Dataset extract:
PR #3047, opened 2026-04-17
Avoid recording SQL arguments via `tracing::instrument`

### LINKED ISSUE #2941: [tracing-spans] Add option to remove params from traces

WaterWhisperer:
## PR Info

- Closes #2941 

- Dependencies:
  - #3045 

## New Features

- [ ] None.

## Changes

- [x] Skip raw `stmt` / `sql` arguments in `#[instrument]` generated spans across database execution paths.
- [x] Keep `record_stmt_in_spans` responsible only for manual `db.statement` recording.

### DIFF
--- a/sea-orm-sync/src/database/db_connection.rs
+++ b/sea-orm-sync/src/database/db_connection.rs
@@ -140,7 +140,7 @@ impl ConnectionTrait for DatabaseConnection {
         self.get_database_backend()
     }
 
-    #[instrument(level = "trace")]
+    #[instrument(level = "trace", skip(stmt))]
     #[allow(unused_variables)]
     fn execute_raw(&self, stmt: Statement) -> Result<ExecResult, DbErr> {
         super::tracing_spans::with_db_span!(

Aim of the exercise:
Restate exactly, and only, the line containing "## New Features" together with all lines after it to the end of the material.

Solution to the problem:
## New Features

- [ ] None.

## Changes

- [x] Skip raw `stmt` / `sql` arguments in `#[instrument]` generated spans across database execution paths.
- [x] Keep `record_stmt_in_spans` responsible only for manual `db.statement` recording.

### DIFF
--- a/sea-orm-sync/src/database/db_connection.rs
+++ b/sea-orm-sync/src/database/db_connection.rs
@@ -140,7 +140,7 @@ impl ConnectionTrait for DatabaseConnection {
         self.get_database_backend()
     }
 
-    #[instrument(level = "trace")]
+    #[instrument(level = "trace", skip(stmt))]
     #[allow(unused_variables)]
     fn execute_raw(&self, stmt: Statement) -> Result<ExecResult, DbErr> {
         super::tracing_spans::with_db_span!(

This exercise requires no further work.